The role of the FDA also remained unclear yesterday. Acting FDA Commissioner Michael Friedman said that if the work was basic research then the company was under no obligation to get approval from the agency, but if it was done with the intention of developing a cellular therapy for use in humans then the company should have filed for an Investigational New Drug application. With only a newspaper report to describe what the team did, he said, it remained unclear to him which category the work belonged in.

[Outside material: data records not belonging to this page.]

Issue #940, opened 2020-02-19
Add caluma to PyPI


open-dynaMIX:
We've decided to add caluma to the python package index (PyPI).

I've already uploaded a package to https://test.pypi.org. It can be found [here](https://test.pypi.org/project/caluma/).

Here's how to install it with pip:

```shell
pip install --index-url https://test.pypi.org/simple/ --extra-index-url https://pypi.org/simple caluma
```

TODOs:

- [x] Verify everything works as expected.
- [ ] Verify all necessary files are added to the source dist (`MANIFEST.in`).
- [ ] Use absolute URIs in the documentation, so that the links are also working in PyPI. Or use a dedicated markdown file for PyPI.
- [x] Create a CI job for automatically building and uploading caluma when a new tag is created.
- [x] Add documentation about usage of caluma apps outside of the caluma service

Related issues and PRs:

* #938 
* #939 
* #941
* #946 
* #947 
* #950
* #951 
* #953 
* #954 
* #959

winged:
Closing, this has been completed for a while now :)

PR #947, opened 2020-02-20
docs(interface): add docs about usage of django apps and interfaces

### LINKED ISSUE #941: Document API available from extension points
This discussion came up during PR #935. I agree we should address this in the documentation to let people know exactly what interfaces should be stable from within extension points, and which ones are likely to change.

---

> Discussion: The family was kind of intended to be non-public from Caluma's perspective, but is still used in customer project's permissions / visibility layers.

Related idea to this, I think it would help to define the API that is officially supported to be used in extensions. This should be documented, so that it's obvious for all users. 

Usage of modules outside of the defined API should still be possible, but they might be subject to change.

Right now it's not really possible to write extensions without reading the caluma source. Documentation of those modules would help new users to get started.

> Due to this change, this PR would possibly need to be escalated to "breaking" - what do you guys think?

I agree.

_Originally posted by @open-dynaMIX in https://github.com/projectcaluma/caluma/pull/935#issuecomment-588061140_

open-dynaMIX:
This commit adds some documentation about

* using the caluma django apps inside an existing django project
* supported interfaces.

Related to #940
Closes #941

### DIFF
--- a/docs/django-apps.md
+++ b/docs/django-apps.md
@@ -1,0 +1,87 @@
+# Using Caluma as django apps
+
+## Disclaimer
+
+It is highly recommended to use Caluma as a dedicated service. However, there are usecases, where
+it might make sense to integrate Caluma into another django project.
+
+If you just want to get Caluma up and running, please see the documentation about [setting up
+the Caluma service](configuration.md).
+
+Please beware that Caluma only works with PostgreSQL, and requires the `psqlextra`
+backend to use the advanced features (such as JSON fields etc).
+
+## Installation
+
+Caluma is on PyPI, so you can just
+
+```shell
+pip install caluma
+```
+
+
+## Configuration
+
+### Installed apps
+
+Add the Caluma apps you want to use to your `INSTALLED_APPS`.
+
+Some notes about Caluma-internal dependencies:
+
+* `caluma_workflow` needs `caluma_form` to work correctly (as cases and work items point to documents)
+* `caluma_core` should always be installed when using Caluma (though, technically,
+  it would work without it, as core doesn't contain any models
+* `caluma_user` should always be added (same caveat as with core)
+
+```python
+INSTALLED_APPS = [
+    # ...
+    # Caluma and it's dependencies:
+    "caluma.caluma_core.apps.DefaultConfig",
+    "caluma.caluma_user.apps.DefaultConfig",
+    "caluma.caluma_form.apps.DefaultConfig",
+    "caluma.caluma_workflow.apps.DefaultConfig",
+    "caluma.caluma_data_source.apps.DefaultConfig",
+    "graphene_django",
+    "localized_fields",
+    "psqlextra",  # Caluma needs a PostgreSQL database using the psqlextra backend
+    "simple_history",
+    # ...
+]
+```
+
+### Settings
+
+Import the Caluma settings at the top of your `DJANGO_SETTINGS_MODULE`:
+
+```python
+from caluma.settings.caluma import *  # noqa
+```
+
+This will only load Caluma specific settings and no django specific ones (db, cache, etc.).
+
+Then you can configure caluma normally [using environment variables](configuration.md).
+
+
+### Database
+
+Caluma needs a PostgreSQL database using the `psqlextra` backend to use the advanced
+features (such as JSON fields etc).
+
+This is mandatory, that's why we tell you thrice.
+
+### Debug middleware
+
+It's recommended to add following lines to your settings file (after importing the caluma settings):
+
+```python
+# GraphQL
+if DEBUG:
+    GRAPHENE["MIDDLEWARE"].append("graphene_django.debug.DjangoDebugMiddleware")
+```
+
+
+## Supported interfaces
+
+See [interfaces](interfaces.md) for information about the officially supported API.
+
--- a/docs/interfaces.md
+++ b/docs/interfaces.md
@@ -1,0 +1,303 @@
+# Interfaces
+
+Here you find a list of interfaces we support and won't change without further notice.
+
+
+## Models
+
+We can't guarantee stability for whole models. However certain fields are considered stable.
+Changes in non-guaranteed fields won't receive prominent mention in release notes, for example,
+and won't trigger a major version bump (according to semver).
+
+For more information about a model and it's fields, please consult the source code.
+
+### General
+
+All models share a common set of fields:
+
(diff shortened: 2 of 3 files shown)


docs/django-apps.md
```diff
@@ -0,0 +1,67 @@
...
+pip install caluma
+```
+
+
+## Configuration
+
+### Installed apps
+
+Add the caluma apps you want to use to your `INSTALLED_APPS`:
+
```
winged: Some note on the caluma-internal dependencies would be useful:

* caluma_workflow needs caluma_form to work correctly (as cases and work items point to documents)
* core should always be installed when using caluma (though, *technically*, it would work without it, as core doesn't contain any models
* caluma_user should always be added (same caveat as with core)

I would also highlight using `psqlextra`, as Caluma won't work without it (eg. with the standard postgresql backend)

docs/django-apps.md
```diff
@@ -0,0 +1,67 @@
+# Using Caluma as django apps
+
+## Disclaimer
+
+It is highly recommended to use Caluma as a dedicated service. However, there are usecases, where
+it might make sense to integrate Caluma into another django project.
+
+If you just want to get Caluma up and running, please see the documentation about [setting up
+the Caluma service](configuration.md).
```
winged: Add a disclaimer that Caluma only works with PostgreSQL. Direct integration won't work on other databases.

docs/django-apps.md
```diff
@@ -0,0 +1,67 @@
...
+    "psqlextra",
+    "simple_history",
+    # ...
+]
+```
+
+### Settings
+
+Import the caluma settings at the top of your `DJANGO_SETTINGS_MODULE`:
+
```
winged: Add a note that this only contains the settings that are required in addition to the regular django settings.

(Possibly also mention again to configure the database to use the `psqlextra` backend)

docs/interfaces.md
```diff
@@ -0,0 +1,315 @@
+# Interfaces
+
+Here you find a list of interfaces we support and won't change without further notice.
+
+
+## Models
+
+We can't guarantee stability for whole models. However certain fields are considered stable.
```
winged:
```suggestion
We can't guarantee stability for whole models. However certain fields are considered stable.
Changes in non-guaranteed fields won't receive prominent mention in release notes, for example,
and won't trigger a major version bump (according to semver)
```

docs/interfaces.md
```diff
@@ -0,0 +1,315 @@
...
+* `modified_at`
+* `created_by_user`
+* `created_by_group`
+* `history` --> manager for accessing historical records
+
+
+### caluma_form.models.Form
+
+#### Fields
+
```
winged: I'd add a (very) short description on what this model represents

docs/interfaces.md
```diff
@@ -0,0 +1,315 @@
...
+* `name`
+* `description`
+* `meta`
+* `is_published`
+* `is_archived`
+* `questions`
+* `source`
+
+### caluma_form.models.FormQuestion
+
```
winged: I'd add a (very) short description on what this model represents

docs/interfaces.md
```diff
@@ -0,0 +1,315 @@
...
+#### Properties
+
+* `min_length`
+* `max_length`
+* `max_value`
+* `min_value`
+
+#### Methods
+
+* `empty_values()`
```
winged: I'd remove this - it's only used by the validation internally and I don't assume it has a good reason to be used by extensions

docs/interfaces.md
```diff
@@ -0,0 +1,315 @@
...
+#### Fields
+
+* `id` / `pk`
+* `question`
+* `option`
+* `sort`
+
+#### Methods
+
+* `natural_key()`
```
winged: I think this is only used to tell django how to generate the primary key. Shouldn't be part of the public API

docs/interfaces.md
```diff
@@ -0,0 +1,315 @@
...
+
+#### Properties
+
+* `object_name`
+* `upload_url`
+* `download_url`
+* `metadata`
+
+
+### caluma_form.models.DynamicOption
```
winged: I wonder if we want to leave out DynamicOption alltogether from the public API. This is only used to keep track of once-valid options to dynamic questions and shouldn't be messed with by extension writers, IMHO

open-dynaMIX:
@winged Thanks for your suggestions. The requested changes are done.

docs/django-apps.md
winged:
```suggestion
the Caluma service](configuration.md).

Please beware that Caluma only works with PostgreSQL, and requires the `psqlextra` backend to use the advanced features (such as JSON fields etc)
```

docs/django-apps.md
```diff
@@ -0,0 +1,87 @@
...
+### Installed apps
+
+Add the Caluma apps you want to use to your `INSTALLED_APPS`.
+
+Some notes about Caluma-internal dependencies:
+
+* `caluma_workflow` needs `caluma_form` to work correctly (as cases and work items point to documents)
+* `caluma_core` should always be installed when using Caluma (though, technically,
+  it would work without it, as core doesn't contain any models
```
czosel: I'd leave the note in brackets out because it doesn't really matter to someone who just wants to get started with caluma in their django app (same below)

docs/interfaces.md
```diff
@@ -0,0 +1,303 @@
...
+* `caluma_core.visibilities.BaseVisibility`
+* `caluma_core.visibilities.filter_queryset_for`
+* `caluma_core.visibilities.Union`
+* `caluma_data_source.data_source.BaseDataSource`
+* `caluma_data_source.utils.data_source_cache`
+* `caluma_user.permissions.CreatedByGroup`
+* `caluma_user.permissions.IsAuthenticated`
+* `caluma_user.visibilities.Authenticated`
+* `caluma_user.visibilities.CreatedByGroup`
+* `caluma_workflow.visibilities.AddressedGroups`
```
czosel: Do we have a strategy to keep this file up to date?

czosel:
Awesome work! :100:

docs/django-apps.md
open-dynaMIX: See #954.

docs/interfaces.md
open-dynaMIX: No, not yet. Do you have a suggestion?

Others questioned how the university's institutional review board could approve the species-mixing research. Weinberg, who heads that committee, said the group only considered whether it posed a risk to the researcher who donated his skin cells. But other experts said such committees are clearly required by federal law to consider the full range of scientific and ethical issues raised by proposed research. They said the committee's quick approval gives credence to a recent federal report that called for a major overhaul of the nation's local research review system.

"What this whole business shows is that we are in a regulatory nightmare," said Glenn McGee, a professor of bioethics at the University of Pennsylvania. "It's going to be impossible to state whether these things are really human, let alone how to protect them."